A brief history of American-led security initiatives in Africa is important. Under the presidency of Bill Clinton, Washington devised an African Crisis Response Initiative (ACRI) in 1996 after disasters in Somalia and Rwanda. The $20 million programme was, however, derisory, and ACRI mostly trained a few US-allied armies. Two of Africa’s most respected leaders, South Africa’s Nelson Mandela and Tanzania’s Julius Nyerere, rejected the initiative on the basis that Africans had not been consulted in its formulation, and the plan had also not included a role for the United Nations.
The establishment in 2002 by the truculent George W. Bush administration of a US military base and a 1,500-strong Horn of Africa command in Djibouti to track terrorists in the region, mirrored Washington’s support of autocratic governments in Kenya, Somalia, and Sudan during the Cold War. In 2003, Bush launched the East Africa Counter-Terrorism Initiative to train and equip regional armies. Another counter-terrorist effort, the Pan-Sahel Initiative, worked with autocratic regimes in Chad and Mauritania. The US European Command further collaborated with African countries, including South Africa, to upgrade ports and airfields. The Trans-Sahara Counter-Terrorism Initiative sought to build the capacities of African states to patrol borders and intercept terrorist groups. Many Africans were concerned by the American decision to establish AFRICOM in 2007. This plan was championed by Donald Rumsfeld, the hawkish US defence secretary and disgraced architect of the Iraq debacle. The Pentagon was seeking to consolidate three commands covering Africa into one.

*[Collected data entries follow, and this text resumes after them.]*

PR #2326, opened 2016-09-15
Download options update - Selenium Test

bhasin85:


selenium/src/test/java/au/org/emii/portal/tests/DownloadOptionTest.java
```diff
@@ -0,0 +1,48 @@
...
+        });
+
+        WebElement toDate = webElementUtil.findElement(By.className("end-date"));
+        toDate.clear();
+        toDate.sendKeys(new String[]{"1992/03/24"});
+        webElementUtil.clickButtonWithText("Next");
+
+        // Step 3
+        webElementUtil.clickButtonWithText(" Download as… ");
+        WebElement propertyOption = webElementUtil.findElement(By.xpath("//span[contains(.,'Property')]"));
```
jonescc: I don't think we can add this test just yet - we shouldn't be setting up test metadata like this in systest - its going to get wiped next time we do a harvest

web-app/js/portal/details/NcWmsPanel.js
```diff
@@ -266,11 +266,13 @@ Portal.details.NcWmsPanel = Ext.extend(Ext.Container, {
     _utcExtentDateTimePickerConfiguration: function(name) {
 
         var that = this;
+        var seleniumCls = name.replace(' ', '-');
```
jonescc: Are we going to try and distinguis selenium test support classes somehow e.g. prefix with selenium-

bhasin85: I think it is a good idea. I will make the change.

web-app/js/portal/search/SearchFiltersPanel.js
```diff
@@ -54,6 +54,7 @@ Portal.search.SearchFiltersPanel = Ext.extend(Ext.Panel, {
                 {
                     facetName: facet.key,
                     title: OpenLayers.i18n(facet.name),
+                    id: OpenLayers.i18n(facet.name),
```
pmbohm: Its not a good idea to set id's

Issue #2318, opened 2016-09-14
Step 3 does not render if accessed too quickly


kereid:
App version: 4.25.7 Systest
            Build date: Mon Sep 12 13:50:54 AEST 2016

The first African-American president, Barack Obama, embraced Bush’s militaristic policies, as 2,000 American soldiers remained in Djibouti, and officials of America’s Germany-based AFRICOM still roamed the continent in search of “mad mullahs” in a seemingly endless “war on terror”. The Obama administration deployed killer drones to Somalia and Libya, even as 100 US special forces operated inside Somalia. An American drone centre was established in Niger to track terrorists in Mali. By some estimates, Uncle Sam had military operations in about 20 African states by 2016.

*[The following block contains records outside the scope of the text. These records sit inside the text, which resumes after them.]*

Issue #2321, opened 2016-09-14
Download size estimated twice after performing download


jonescc:
### To Reproduce

Select IMOS - SRS Satellite - SST L3S - 01 day composite - night time on step 1
Select a couple of days worth of data on step 2
On Step 3 select download and download file

### What happens

Two estimate download size requests are sent to the backend along with the download request and the estimated download size is updated

### What I expect to happen

The subset hasn't changed - there's no reason to estimate the download size again even once.

anguss00:
Halting work on this as it requires refactoring of download estimation on step 3 to fix (pair with @jonescc). See https://github.com/aodn/backlog/issues/448

anguss00:
"Fixed" by https://github.com/aodn/aodn-portal/pull/2347

PR #2339, opened 2016-09-23
Remove calls to regen step 3 content on download requested, started a…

Following the neo-colonial French military intervention in Mali in January 2013 – another violation of Pax Africana – then South African president Jacob Zuma advocated the creation of a 5,000-strong African Capacity for Immediate Response to Crises (ACIRC), before a 25,000-strong permanent African Standby Force (ASF) – meant to have been established by 2010 – could be set up. Despite the failure to create ACIRC, African leaders incredibly declared the ASF to be fully operational in December 2020.
Though African armies such as Uganda, Burundi, Kenya, and Ethiopia continue to pursue Pax Africana in operations like the AU mission in Somalia, Buhari’s disgraceful call for Americans to come to Africa to save us from ourselves represents not just a violation of Pax Africana, but also the besmirching of his country’s historical peacekeeping role in Liberia and Sierra Leone. Nigerians should be very worried about the sacrilegious musings of their invisible leader.